If you’re training your own model, or competing as a model provider, you need tight coupling between the model and the loop it runs inside — there, the orchestrator is the product.

Less obvious is the case where you have hard latency or cost requirements that demand loop-level optimization, or highly specialized approval gates that can’t tolerate LLM judgment in the hot path.

But even in those cases, “strict requirements” doesn’t automatically translate to “custom harness.” MCP elicitation lets a server request approval or clarification from the user in the middle of a tool call. MCP tasks let long-running operations report status back asynchronously, so the agent can react when work completes. Not every client supports these yet, but they will, and the shape of what you can accomplish without owning the loop keeps expanding.

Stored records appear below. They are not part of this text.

PR #6498, opened 2024-07-29
Add svg icon to fragment properties

bartektartanus:
image


arkadius (approved):
LGTM, but let's @Dzuming take a look on FE side too

Dzuming (approved):
LGTM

With features like these landing steadily and conferring orchestration benefits for free, the more durable default is extending existing agents rather than building in parallel to them.

Where the hours compound

Now we direct our engineering efforts into what’s only ours to build: APIs, SDKs, platform capabilities that no outside team can sharpen for us.

And what strikes me, looking back on the months we spent otherwise, is how differently the same hour of work behaves depending on which side of this line it falls on. An hour spent on the orchestrator bought us something that decayed as the model improved, whereas an hour spent on the platform underneath buys something whose value the next model only deepens.